Si la souveraineté du Québec n'est pas encore passée, ce n'est pas le faute aux promoteurs Messieurs René Lévesque et Jacques Parizeau, Lucien Bouchard et Mario Dumont qui avaient de très bonnes équipes et de solides arguments mais, pour les raisons suivantes :
1- La peur de l'inconnu, de problèmes financiers comme : qu'est-ce qui va arriver avec nos épargnes en argent canadien, est-ce qu'ils vont convertir ça en épargne en argent québécois et aussi la peur de la vengeance du ROC et des Américains qui auraient été tentés de ne pas nous reconnaitre et de nous boycotter nos exportations en plus.
2- Le désir d'un certain nombre de conserver leur citoyenneté canadienne. Faut penser que les francophones étaient des Canadiens bien avant les anglophones.
3- Le vote en bloc NON des anglophones et allophones, anciens ou nouveaux arrivés au Québec.

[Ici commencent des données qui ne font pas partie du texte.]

PR #10512, opened 2026-07-30
Add opt-in in-flight run-log mirroring with graceful-shutdown flush

devinfoley:
## Thinking Path

> - The run-log store records each agent run's output and can mirror completed logs to S3-compatible object storage
> - The mirror uploads only on finalize, so a server restart mid-run loses the whole in-flight log
> - Deployments and crashes are routine on ephemeral hosts, and lost run output makes failed runs impossible to debug
> - This pull request adds an opt-in throttled mirror for still-running logs plus a graceful-shutdown flush
> - The benefit is that a restart mid-run keeps the log tail up to the last mirror interval, and an orderly restart keeps everything

No public issue exists — describing the feature inline (per the feature request template).

**Subsystem affected**
server/ — REST API & orchestration services

**Problem or motivation**
`RUN_LOG_S3_BUCKET` gives finished run logs durability, but the mirror uploads only on finalize. A run that is still writing when the server restarts leaves nothing in object storage. On hosts with ephemeral disks the local file is gone too, so the run's output is lost end to end and failed runs cannot be debugged.

**Proposed solution**
Mirror the in-flight log to the same object key on a throttled cadence (`RUN_LOG_S3_INFLIGHT_MIRROR_SECONDS`), and flush dirty tails during graceful shutdown. Keep it opt-in so existing deployments see zero new upload traffic unless they ask for it.

**Alternatives considered**
Per-append uploads (rejected: one PUT per output chunk is hostile to S3 endpoints and run latency). Chunked part objects with read-time stitching (rejected: complicates the read path, and S3 multipart minimum part sizes do not fit small tails). Persistent volumes (rejected upstream already: the data dir is deliberately an emptyDir in hardened cloud_tenant deployments).

**Roadmap alignment**
Not on ROADMAP.md; extends the existing run-log durability mirror without changing any default behavior.

**Additional context**
Ranged reads already serve partial objects like a live tail, so the read path needs no change; finalize overwrites the mirror with the complete file.

**Related PRs (dedup search):** the finalize-only S3 mirror landed previously and this extends it; no duplicate or competing PR found for in-flight run-log mirroring.

## What Changed

- `server/src/services/run-log-store.ts`: new opt-in `inflightMirrorMs` on the S3 options (`RUN_LOG_S3_INFLIGHT_MIRROR_SECONDS` env). When set, appends schedule at most one upload of the current file per interval, to the same key finalize uses. Ranged reads already serve that key, so a partial object behaves like a live tail and needs no read-path change. Finalize retires the in-flight bookkeeping and waits out an upload already on the wire, so a stale partial can never overwrite a finalized log. Upload failures warn, re-mark the tail dirty, and retry at most once per interval.
- `server/src/services/run-log-store.ts`: new `flushInflightMirrors()` on the store and a module-level `flushInFlightRunLogMirrors()` for the shutdown path. Both are no-ops when the mirror is off.
- `server/src/index.ts`: graceful shutdown flushes dirty in-flight tails after the heartbeat run drain, so runs the drain did not finalize (timeouts, the hot-restart skip path) still persist their output.
- `server/src/services/run-log-store.test.ts`: five new tests — off-by-default (no uploads before finalize), tail preserved after a wipe without finalize, throttle coalescing with a single flush upload, finalize superseding the in-flight mirror and retiring its timer, and upload failures never breaking appends with recovery on the next flush.

## Verification

- `pnpm vitest run server/src/services/run-log-store.test.ts` — 13 passed (8 existing + 5 new).
- `pnpm vitest run server/src/__tests__/heartbeat-run-log.test.ts server/src/__tests__/heartbeat-active-run-output-watchdog.test.ts` — 21 passed (consumers of the store, unchanged behavior).
- `pnpm -C server run typecheck` — clean.
- Self-hosted behavior is unchanged unless `RUN_LOG_S3_INFLIGHT_MIRROR_SECONDS` is set: with the variable unset there are zero new uploads and the finalize-only mirroring is byte-identical (asserted by the off-by-default test).

## Risks

- Low. The feature is opt-in; unset env preserves today's behavior exactly. When enabled, worst case is one extra PUT per interval per active run, and every upload is best-effort — a failing endpoint warns and never breaks appends, finalization, or shutdown. The finalize path awaits any in-flight upload before writing the complete file, closing the only overwrite race the design introduces. Timers are `unref`ed so the mirror never keeps the process alive.

## Model Used

Claude Fable 5 (`claude-fable-5`, Anthropic; Claude Code CLI with extended thinking and tool use; tests executed locally via Vitest).

## Checklist

- [x] I have searched GitHub for duplicate or related PRs and linked them above (no duplicates found for in-flight run-log mirroring; the finalize-only mirror landed previously and this extends it)

### DIFF
--- a/server/src/index.ts
+++ b/server/src/index.ts
@@ -72,6 +72,7 @@ import { maybePersistWorktreeRuntimePorts } from "./worktree-config.js";
 import { initTelemetry, getTelemetryClient } from "./telemetry.js";
 import { conflict } from "./errors.js";
 import { coordinateHeartbeatSchedulerShutdown } from "./shutdown.js";
+import { flushInFlightRunLogMirrors } from "./services/run-log-store.js";
 import type {
   InstanceDatabaseBackupRunResult,
   InstanceDatabaseBackupTrigger,
@@ -1323,6 +1324,16 @@ export async function startServer(): Promise<StartedServer> {
         } catch (err) {
           logger.error({ err, signal }, "graceful heartbeat run drain failed");
         }
+      }
+
+      // Whatever the drain did not finalize (timed-out runs, the hot-restart
+      // skip path) still has a local-only tail when the in-flight run-log
+      // mirror is enabled; upload those tails now so an orderly restart
+      // never loses run output. No-op when the mirror is off.
+      try {
+        await flushInFlightRunLogMirrors();
+      } catch (err) {
+        logger.error({ err, signal }, "run-log in-flight mirror flush failed");
       }
 
       const appShutdown = (app as { locals?: { paperclipShutdown?: () => void } }).locals?.paperclipShutdown;
--- a/server/src/services/run-log-store.test.ts
+++ b/server/src/services/run-log-store.test.ts
@@ -242,6 +242,70 @@ describe("in-flight mirror", () => {
     expect(objects.get(key)!.toString("utf8")).toContain("final-line");
   });
 
+  it("shutdown flush re-checks dirtiness after an upload already on the wire completes", async () => {
+    const { provider, objects, calls } = createMemoryProvider();
+    let releaseFirstPut: (() => void) | null = null;
+    const firstPutGate = new Promise<void>((resolve) => {
+      releaseFirstPut = resolve;
+    });
+    let putStarts = 0;
+    const realPut = provider.putObject.bind(provider);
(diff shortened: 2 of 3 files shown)


devinfoley:
@greptile review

4- Le manque de frustration des Québécois qui ne se sentent pas très opprimés dans le Canada qui est un des plus prospères pays au monde. Quand on a son char, son bungalow, un bon travail, de l'épargne et personne pour nous martyriser comme au Kosovo ou en Palestine, il est difficile de se sentir victime, principalement après les améliorations apportés au Québec par le PQ : mise ne place des conditions pour que les Québécois prennent une bien meilleure place dans l'économie, protection du français avec la loi 101 et autres bonnes lois passées par lui après la prise de pouvoir en 1976.
Les souverainistes n'iront pas loin si ils continuent de se critiquer et de se séparer entre eux à la place de se concentrer à séparer le Québec du ROC.